Testing farmers evolutionary plant breeding strategies for coping with climate change

Testing farmers evolutionary plant breeding strategies for coping with climate change

Bioversity International and IFAD are pleased to announce an IFAD grant of $3.5 million and national co-funding of $2.1 million, on the use of genetic diversity and evolutionary plant breeding for enhanced farmer resilience to climate change, sustainable crop productivity and nutrition under rainfed conditions in Africa, Asia, and the Middle East.

 

Of the three billion people living in the rural areas of developing countries, 1.2 billion people practice low-input traditional agriculture on small farms. With climate change, the livelihoods and nutrition security of these farmers is ever more dependent on their capacity, and ad hoc institutional support, to easily access, maintain and use quality planting materials that increase productive gains, while also maintaining yield stability and ecosystem resilience. The majority of varieties produced by breeders, however, are for large-scale farming solutions that assume predictable temperature and precipitation patterns.

‘Use of genetic diversity and evolutionary plant breeding for enhanced farmer resilience to climate change, sustainable crop productivity and nutrition under rainfed conditions’ is a $5.6 million evolutionary plant breeding programme, funded by an IFAD grant of $3.5 million and national co-funding of $2.1 million. It will pioneer a productive alternative: decentralized breeding to produce and exploit evolutionary crop populations (EP), linked to activities that ensure the availability, multiplication and distribution of quality EP seeds, and a policy environment to support it.

Over the past 20 years national partners from Asia, Africa and the Middle East, together with international researchers have worked together to develop practices linking research to use of traditional varieties within the context of improving the lives of farmers and rural communities through decentralized breeding.

Each country contains areas of important traditional crop varietal diversity for the agreed set of four target crops: wheat, barley, rice and common bean.
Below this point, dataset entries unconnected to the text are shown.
Issue #6407, opened 2020-07-03
RFC: Deprecate ExecuteBatch calls on autocommit mode in VTGate


harshit-gangal:
VTGate currently calls ExecuteBatch when autocommit is true this was due to the reason that earlier VTTablet Execute always create a transaction even on autocommit true.
Now, the underlying VTTablet Execute can handle autocommit mode and therefore it is safe to switch the call from ExecuteBatch to Execute. 
This also simplifies the VTGate execution code path.

PR #9586, opened 2022-01-28
Refactor: Remove unused ExecuteBatch and BeginExecuteBatch from vttablet

harshit-gangal:
## Description

This PR removes unused ExecuteBatch and BeginExecuteBatch. It is not used in queryservice.

## Related Issue(s)

- https://github.com/vitessio/vitess/issues/6407

## Checklist


deepthi (commented):
Even though we no longer call these from vtgate, they are a public API.
I'm not certain that it is safe / ok to delete these without going through a deprecation cycle.

harshit-gangal:
The deprecation was announced in 7.0 release. This is more of code cleanup now.

deepthi:
> The deprecation was announced in 7.0 release. This is more of code cleanup now.

The linked RFC says "deprecate calls in vtgate". Did we find out from the community that no one uses the vttablet query service API directly so it's ok to remove things from there?

GuptaManan100 (approved):
Everything else LGTM, but do we need to go through a deprecation cycle where we log a deprecation warning before removing it from a public API?

GuptaManan100:
Oh I see that was already brought up by @deepthi

harshit-gangal:
> > The deprecation was announced in 7.0 release. This is more of code cleanup now.
> 
> The linked RFC says "deprecate calls in vtgate". Did we find out from the community that no one uses the vttablet query service API directly so it's ok to remove things from there?

That is the general expectation that no one will use queryservice API directly as this would require managing connections and session by the caller. I will post on slack to see if there is any feedback.

deepthi (approved):

Issue #9566, opened 2022-01-26
Release of `v13.0.0 RC1`


frouioui:
## Description

The release of `v13.0.0 RC1` is planned for Tuesday, February 2. This issue contains a checklist of all the things to do for the release:

### Pre-Release

- [x] Make sure the `vitess-operator` repository builds Docker Images on `main`.
- [x] Change `main` to use `latest` Docker tags for Vitess operator example. (`./examples/operator/(101|201|302|306)_*.yaml` and `./examples/operator/operator.yaml` files) (#9582)
- [x] Locally make sure that changing the `vitess-operator` dependencies to use Vitess' `main` is not breaking.
- [x] Make sure outstanding pull requests are reviewed and merged into `main`.
_Only bug fixes can be added to `v13.0.0 GA` once `RC1` is out._
- [x] Notify the community on Slack for the upcoming release.

### Release

- [x] Follow the release instructions for release candidates: [here](https://github.com/vitessio/vitess/blob/main/doc/internal/ReleaseInstructions.md#pre-requisites-for-release-candidates-rc)

- [x] Continue with the Java release following [these](https://github.com/vitessio/vitess/blob/main/doc/internal/ReleaseInstructions.md#java-packages-deploy--release) instructions.
  > I will fill in more details about this step once I have met with @harshit-gangal about the Java releases.

- [x] `v13.0.0 RC1` is released on GitHub and DockerHub 🎉 
- [x] On the Vitess website repository, create a `v14.0` directory and update the sidebar. We should follow what was done in vitessio/website#907.
  Open a Pull Request and merge it.
  > Maintainers have until the release of `GA` to finish the documentation of `v13.0.0` features. New documentation for `v13.0.0` features will need to be added to both the `v13.0` and `v14.0` directories.
  > Note that since we are changing our release cycle to 4 months, we keep `v11.0` which will be deprecated in July 2022.

- [x] Merge the `13.0.0` release notes on `main`
- [x] Update `main` to use `v14.0.0-SNAPSHOT` instead of `v13.0.0-SNAPSHOT`

### Post-Release

- [x] No blog post for release candidates.
- [x] Notify the community on Slack that `RC1` is released.
- [ ] Make sure unfinished documentation gets merged before `GA`.

frouioui:
Closing this issue as all the steps are completed. We will keep monitoring 13's documentation until GA.

PR #9587, opened 2022-01-28
Automatically update vitess-operator example during a release

frouioui:
## Description

This pull request adds some logic to `do_release` to automatically update the vitess-operator example during a release.

In the `./examples/operator`, both the Kubernetes YAML files and the README are updated during the release. The `vitess/lite` Docker image will be tagged to the new release (`$RELEASE_VERSION`), and the `planetscale/vitess-operator` image will use the value of `$VTOP_VERSION` as a tag. Note that `$VTOP_VERSION` is not required to run `do_release`, if no value is passed, the `planetscale/vitess-operator` image will remain the same.

## Related Issue(s)
- Contributes to https://github.com/vitessio/vitess/issues/9566

## Checklist

### DIFF
--- a/tools/do_release.sh
+++ b/tools/do_release.sh
@@ -53,8 +53,9 @@ function updateJava () {
 }
 
 function updateVitessOperatorExample () {
-  vtop_example_files=$(find -E $ROOT/examples/operator -regex ".*.(md|yaml)")
-  sed -i.bak -E "s/vitess\/lite:(.*)(-mysql80)?/vitess\/lite:$RELEASE_VERSION/g" $vtop_example_files
+  vtop_example_files=$(find -E $ROOT/examples/operator -name "*.yaml")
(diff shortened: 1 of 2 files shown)


tools/do_release.sh
```diff
@@ -0,0 +1,108 @@
...
+git_status_output=$(git status --porcelain)
+if [ "$git_status_output" == "" ]; then
+  	echo so much clean
+else
+    echo cannot do release with dirty git state
+    exit 1
+fi
+
+# Preparing the release commit
+updateVitessOperatorExample
```
deepthi, line 74: nit: it seems inconsistent that you don't pass in RELEASE_VERSION here as an argument.

deepthi (approved):

tools/do_release.sh
frouioui: You're right, I changed it via 5a89899

PR #9593, opened 2022-01-28
tests: change the way we call net.Listen to avoid annoying popups on macOS

deepthi:
## Description

Running the unit tests on macOS produces a bunch of popups asking whether .test executables should be allowed to accept incoming network connections.
It is annoying because they steal the focus, and it is not desirable to turn off the firewall to avoid them.
This PR attempts to fix _most_ of these warnings/errors. There are still a few that I couldn't trace to the source and some that I couldn't change without causing tests to fail.

## Checklist

### DIFF
--- a/go/test/fuzzing/tablet_manager_fuzzer.go
+++ b/go/test/fuzzing/tablet_manager_fuzzer.go
@@ -33,7 +33,7 @@ func initTesting() {
 	testing.Init()
 }
 
-func FuzzTabletManager_ExecuteFetchAsDba(data []byte) int {
+func FuzzTabletManagerExecuteFetchAsDba(data []byte) int {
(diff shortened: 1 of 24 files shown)


go/test/fuzzing/tablet_manager_fuzzer.go
```diff
@@ -33,7 +33,7 @@ func initTesting() {
 	testing.Init()
 }
 
-func FuzzTabletManager_ExecuteFetchAsDba(data []byte) int {
+func FuzzTabletManagerExecuteFetchAsDba(data []byte) int {
```
GuptaManan100, line 36: Thankyou for fixing this, I saw this error in fuzzers too, but I had ignored it then!

GuptaManan100 (approved):
LGTM!

PR #9596, opened 2022-01-30
Binlog event parsing: better analysis ; support for semi-sync

shlomi-noach:
## Description

This is a general-purpose enhancement to `Conn`, `binlogEvent` and other low level constructs to:

- Better parse binlog events (more info now analyzed, such as next-file, next-pos, is-emi-sync-ack-requested, ...)
- Support semi-sync events: those are padded with two bytes (1st is magic number, 2nd indicates whether ACK is required or not). See https://dev.mysql.com/doc/internals/en/semi-sync-binlog-event.html
- Support for sending semi-sync ACK. See https://dev.mysql.com/doc/internals/en/semi-sync-ack-packet.html
- Initial support for handling `BinlogDumpGTID` requests

This does not necessarily need to be in release 13. It would be nice to have, but no urgency.

## Related Issue(s)

No specific issue. Just general enhancement.

## Checklist


shlomi-noach:
`onlineddl_vrepl` and `onlineddl_vrepl_stress` consistently fail on this PR (but not on other PRs), so I'm investigating what might have introduced a bug.

shlomi-noach:
Found the issue, and nice that the tests caught it! Turns out you cannot implicitly analyze the packet and decide that it is wrapped with semi-sync info. You have to have prior knowledge that semi-sync info is expected. That because a standard packet can randomly and incidentally have a timestamp that looks exactly like the semi-sync indicator (`0xef`, `0x00|0x01`).

So [Conn](go/mysql/conn.go) now has a stateful `ExpectSemiSyncIndicator bool`. It is the conn's user's responsibility to say whether semi sync is to be expected or not. Basically it's down to this flow the user may run with conn: https://dev.mysql.com/doc/internals/en/semi-sync-replication.html (check if source supports semi sync, `SET @rpl_semi_sync_slave = 1;`).

shlomi-noach:
It's worth noting that this PR has no effect on existing code. The only place where friction is possible is when parsing binlog events, but that requires an explicit instruction by the user, and of course current code has no such instruction. So this PR is mostly additions on top of existing functionality, and these additions are not actually in use by this PR.

go/mysql/binlog_dump.go
```diff
@@ -0,0 +1,43 @@
+package mysql
+
```
frouioui, line 2: nit: we are missing the header here

go/mysql/binlog_event_common.go
```diff
@@ -101,6 +108,11 @@ func (ev binlogEvent) Length() uint32 {
 	return binary.LittleEndian.Uint32(ev.Bytes()[9 : 9+4])
 }
 
+// nextPosition the nextPosition field from the header
```
frouioui, line 111: nit: `nextPosition` -> `NextPosition`

frouioui: actually, you probably meant `NextPosition returns the nextPosition ...`

go/mysql/conn.go
```diff
@@ -918,6 +924,23 @@ func (c *Conn) handleNextCommand(handler Handler) bool {
...
+	c.startWriterBuffering()
+	defer func() {
+		if err := c.endWriterBuffering(); err != nil {
+			log.Errorf("conn %v: flush() failed: %v", c.ID(), err)
+			kontinue = false
+		}
+	}()
+
+	_, _, position, _ := c.parseComBinlogDumpGTID(data)
+	handler.ComBinlogDumpGTID(c, position.GTIDSet)
```
frouioui, line 939: if `c.parseComBinlogDumpGTID` fails shouldn't we not continue? or is it already handled by `endWriterBuffering`?

frouioui (approved):

go/mysql/conn.go
shlomi-noach: good catch!

go/mysql/binlog_event_common.go
shlomi-noach: True!

shlomi-noach:
Review comments addressed

go/mysql/binlog_dump.go
shlomi-noach: fixed

PR #9597, opened 2022-01-31
evalengine: more collation fixes

vmg:
## Description

Some last minute fixes before next release. The goal of this PR is fixing the behavior of the `evalengine` when users launch a Vitess clusters with `-db_charset` to something that is _not_ its default value (i.e. something other than `utf8mb4`). This was not previously supported: the VTGates would evaluate expressions always assuming the default collation for literals that were _not_ explicitly collated to be `utf8mb4_0900_ai_ci`.

To fix this, we need to expand the `ExpressionEnv` so it contains the default collation for the connection we're working with. Fortunately, this is readily available in `VCursor` because @frouioui and I did a great job wiring this up.

## Checklist


vmg:
I've also implemented the builtin SQL function `COLLATION` so we can do integration testing for this feature. :)

frouioui (approved):
👌🏻

Issue #9383, opened 2021-12-14
Deprecate `IgnoreHealthError` at vtctl 


notfelineit:
#### Feature Description
We want to deprecate `IgnoreHealthError` rpc endpoint because it's deprecated at the tablet level:
![image](https://user-images.githubusercontent.com/31225471/146040677-fa77165d-ecd7-4e9e-92c0-2a51a2888fff.png)

We should also remove it from vtctl2 UI if we think that's relevant. 

#### Use Case(s)g)
In the vtctld2 UI and vtctl rpc endpoint:
![image](https://user-images.githubusercontent.com/31225471/146040818-c38b5c59-89e2-4adb-bb60-7575487c548b.png)

deepthi:
Fixed in #9594

Issue #8716, opened 2021-08-27
[vtadmin] Set tablet to ReadWrite


doeg:
# vtctld2 UI

Found at http://localhost:15000/app/shard?keyspace=commerce&shard=0 > tablet menu > "Set ReadWrite"

<img width="1792" alt="Screen Shot 2021-08-27 at 4 07 42 PM" src="https://user-images.githubusercontent.com/855595/131193502-82707a5e-28a9-4286-8eeb-b481d30f17ee.png">

<img width="1792" alt="Screen Shot 2021-08-27 at 4 07 44 PM" src="https://user-images.githubusercontent.com/855595/131193508-422e1437-67e8-46d0-9792-8833dd6e11ae.png">

# VTAdmin Implementation Notes

- Only applies to primary tablets.

Issue #8715, opened 2021-08-27
[vtadmin] Set tablet to ReadOnly


doeg:
# vtctld2 UI

Found at http://localhost:15000/app/shard?keyspace=commerce&shard=0 > tablet menu > "Set ReadOnly"

<img width="1792" alt="Screen Shot 2021-08-27 at 4 07 31 PM" src="https://user-images.githubusercontent.com/855595/131193383-2807f961-0bf2-4075-8ebe-95e65a3541ba.png">

<img width="1792" alt="Screen Shot 2021-08-27 at 4 07 33 PM" src="https://user-images.githubusercontent.com/855595/131193375-195fb043-b71e-473b-9c5c-3743dc580432.png">

# VTAdmin Implementation Notes

- Only applies to primary tablets.

Issue #8710, opened 2021-08-27
[vtadmin] Ignore Health Check for tablets


doeg:
# vtctld2 UI 

<img width="1792" alt="Screen Shot 2021-08-27 at 3 37 37 PM" src="https://user-images.githubusercontent.com/855595/131180101-96d7b68e-3e92-4492-aadb-09acd844524b.png">

<img width="1792" alt="Screen Shot 2021-08-27 at 3 37 33 PM" src="https://user-images.githubusercontent.com/855595/131180097-1d281349-83bc-441f-8d71-f38ec9116754.png">

# VTAdmin Implementation Notes

- The current UI uses both "Ignore Health Check" and "Ignore Health Error" phrasing

notfelineit:
I think we'll be leaving this out of the VTAdmin UI due to https://github.com/vitessio/vitess/issues/9383

deepthi:
we can go ahead and close this.

PR #9601, opened 2022-01-31
[VTAdmin] Tablet Actions (vtctld2 Parity)

notfelineit:
## Description
This PR adds `SetReadOnly` and `SetReadWrite` functionality to **only the primary tablet**, matching the behavior currently in vtctld2 UI.

This PR **does not** add `IgnoreHealthCheckError` since it is deprecated. See https://github.com/vitessio/vitess/issues/9383 for more information.

It also:
- Refactors dangerous actions into a reusable component
- Deletes and removes the 'change dialog' component from the tablets list, since these actions are moved in the 'Advanced' tab

## Manual Test
ezgif com-gif-maker (26)

## Related Issue(s)
- IgnoreHealthCheckError: https://github.com/vitessio/vitess/issues/8710
- SetReadOnly: https://github.com/vitessio/vitess/issues/8715
- SetReadWrite: https://github.com/vitessio/vitess/issues/8716

## Checklist

## Deployment Notes
No deployment notes.


examples/local/101_initial_cluster.sh
```diff
@@ -38,7 +39,7 @@ for i in 100 101 102; do
 done
 
 # set one of the replicas to primary
-vtctldclient PlannedReparentShard commerce/0 --new-primary zone1-100
+vtctldclient PlannedReparentShard commerce/0 --new-primary zone1-100 --server ${hostname}:${vtctld_grpc_port}
```
notfelineit, line 42: As @doeg pointed out, I think this is needed because of https://github.com/vitessio/vitess/pull/9579/files

GuptaManan100: No this change isn't required, since in the beginning of the file we call `source ./env.sh` and it aliases `vtctldclient` -
```
alias vtctldclient="command vtctldclient --server localhost:15999"
```

notfelineit: Ah, I'll remove this.

examples/local/101_initial_cluster.sh
```diff
@@ -18,6 +18,7 @@
 # required for a single shard deployment.
 
 source ./env.sh
+vtctld_grpc_port=15999
```
GuptaManan100, line 21: This change can also be removed, since we aren't using this variable anywhere now

go/vt/vtadmin/api.go
```diff
@@ -1119,6 +1121,72 @@ func (api *API) PingTablet(ctx context.Context, req *vtadminpb.PingTabletRequest
...
+	})
+
+	if err != nil {
+		return nil, fmt.Errorf("Error setting tablet to read-only: %w", err)
+	}
+
+	return &vtadminpb.SetReadOnlyResponse{}, nil
+}
+
+// SetReadOnly sets the tablet to read only mode
```
doeg, line 1157: This comment is from the `SetReadOnly` function :)

doeg (commented):
This looks great! Just one lil comment in addition to @GuptaManan100's and I'll merge this in. 🤠 

It'd be neat (someday) to expose the RO/RW status of a tablet in the UI somehow. 🤔 (I've never actually used these commands prior to now so it was a fun learning experience in using `SELECT @@global.read_only;` lol.)

GuptaManan100:
@doeg, Me and @deepthi  talked about this today morning (yesterday evening for her), that we would want to expose all the metrics that are visible in orchestrator UI like `replication lag`, `replication status`, `executed gtid set`. To do this, we would need to introduce an RPC in TabletManagerCient which collects this information

doeg:
Oh thank you both for the extra context, @notfelineit and @GuptaManan100!! ❤️ That is interesting + good to know. Wow yes an endpoint for that stuff would be soooo nice 😻

notfelineit:
I'm glad we'll have them anyway! Looks like adding vtorc will be a good thing all around 😄  @doeg I'm glad you brought it up in this context

doeg (approved):

PR #11322, opened 2022-09-22
Fix adding flags to vtctlclient and vtctldclient

GuptaManan100:
## Description

It was noticed that the flag parsing in `vtctlclient` and `vtctldclient` does not go through `servenv.ParseFlagsFor`. So all the places where we use `servenv.OnParseFor`, for these binaries don't end up actually adding the flags for them. Instead we have to add them directly on their `main.go` files.

This PR fixes this issue and adds test for their flags.

## Related Issue(s)

- #10697 

## Checklist


go/cmd/vtctlclient/main.go
```diff
@@ -73,6 +76,9 @@ func main() {
 	defer exit.Recover()
 
 	fs := pflag.NewFlagSet("vtctlclient", pflag.ExitOnError)
+	grpcclient.RegisterFlags(fs)
+	grpccommon.RegisterFlags(fs)
+	trace.RegisterFlags(fs)
```
ajm188, line 81: This should be removed from both

GuptaManan100: Fixed.

go/cmd/vtctlclient/main.go
```diff
@@ -27,6 +27,9 @@ import (
 
 	"github.com/spf13/pflag"
 
+	"vitess.io/vitess/go/vt/grpcclient"
+	"vitess.io/vitess/go/vt/grpccommon"
+
```
ajm188, line 32: Why are these in a separate group?

go/flags/endtoend/flags_test.go
```diff
@@ -67,6 +75,7 @@ func TestHelpOutput(t *testing.T) {
 			cmd := exec.Command(binary, args...)
 			output := bytes.Buffer{}
 			cmd.Stderr = &output
+			cmd.Stdout = &output
```
ajm188, line 78: Why did we need to add this?

GuptaManan100: `vtctldclient` prints the help on Stdout and not on Stderr. Weird.

ajm188: Then I think we should fix that?

go/cmd/vtctlclient/main.go
ajm188: Can you fix it anyway?

GuptaManan100: Fixed it

go/flags/endtoend/flags_test.go
GuptaManan100: I don't know how to. I checked and the help is coming from `cobra`. Is there some way to redirect it from Stdout to Stderr?

ajm188 (approved):

ajm188 (approved):

PR #11323, opened 2022-09-22
make MySQL56-flavor schema queries forward-compatible

### LINKED ISSUE #11312: -db_flavor FilePos doesn't work well out-of-the-box with external MySQL 8.0 tablets
@aquarapid reported this to me.

# Description

Starting a tablet on top of:

 * An external MySQL 8.0 data source
 * With `-db_flavor=FilePos`

The tablet does not reach ready state, and logs messages similar to these:

```
E0921 05:57:46.351677       1 tm_state.go:331] Cannot start query service: Expression #2 of SELECT list is not in GROUP BY clause and contains nonaggregated column 'information_schema.tables.TABLE_TYPE' which is not functionally dependent on columns in GROUP BY clause; this is incompatible with sql_mode=only_full_group_by (errno 1055) (sqlstate 42000) during query: SELECT table_name, table_type, unix_timestamp(create_time), table_comment, SUM( data_length + index_length), SUM( data_length + index_length)
```

Note that the tablet is trying to execute MySQL queries that the external MySQL doesn't support.

# Details

The issue seems to be that the `filePosFlavor` is [hard-coded](https://github.com/vitessio/vitess/blob/0b6c64442/go/mysql/flavor_filepos.go#L329-L332) to use a MySQL 5.6 flavor information schema query:

```
// baseShowTablesWithSizes is part of the Flavor interface.
func (*filePosFlavor) baseShowTablesWithSizes() string {
	return TablesWithSize56
}
```

Removing `only_full_group_by` from the SQL mode fixes the issue and allows the tablet to come online, but we think it would be better if we didn't have to do this.

maxenglander:
## Description

The various SQL flavors (56, 57, 80, MariaDB, FilePos) use different queries for schema inspection. The FilePos flavor is using a 56 flavor query which isn't forward compatible with MySQL 80.
## Related Issue(s)

This commit updates the 56 flavor to be forward-compatible with 57, 80. s/o @mattlord for the suggested fix.

Fixes #11312.

## Checklist

### DIFF
--- a/go/mysql/endtoend/client_test.go
+++ b/go/mysql/endtoend/client_test.go
@@ -377,3 +377,32 @@ func TestClientInfo(t *testing.T) {
 		t.Fatalf("expected result.Info=%q, got=%q", infoPrepared, result.Info)
 	}
 }
+
+func TestBaseShowTables(t *testing.T) {
+	params := connParams
+	ctx := context.Background()
+	conn, err := mysql.Connect(ctx, &params)
+	require.NoError(t, err)
+	defer conn.Close()
+
+	sql := conn.BaseShowTables()
+	// An improved test would make assertions about the results. This test just
+	// makes sure there aren't any errors.
+	_, err = conn.ExecuteFetch(sql, -1, true)
+	require.NoError(t, err)
+}
+
+func TestBaseShowTablesFilePos(t *testing.T) {
+	params := connParams
+	params.Flavor = "FilePos"
+	ctx := context.Background()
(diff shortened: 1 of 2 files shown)


mattlord (approved):
Thanks! ❤️ I'll let Query Serving review too and they can merge.

dbussink (approved):
Thnx for the fix!

deepthi (approved):
Technically query-serving but we don't need to wait for their review.
The approvals we have so far are sufficient.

The multi-country structure of this programme driven under the overall supervision of Bioversity International offers invaluable opportunities for South-South cooperation, capacity building and achieving results with broad applicability and replicability. With strong gender equity, the programme is forged on long-term partnerships and long-term on-the-ground experiments developed together with farming communities, extension institutions and national researchers.

 

IFAD is an international financial institution and specialized United Nations agency based in Rome, the UN’s food and agriculture hub. Since 1978, they have provided US$18.5 billion in grants and low-interest loans to projects that have reached about 464 million people.

Bioversity International is a global research-for-development organization with a vision – that agricultural biodiversity nourishes people and sustains the planet. We deliver scientific evidence, management practices and policy options to use and safeguard agricultural and tree biodiversity to attain sustainable global food and nutrition security.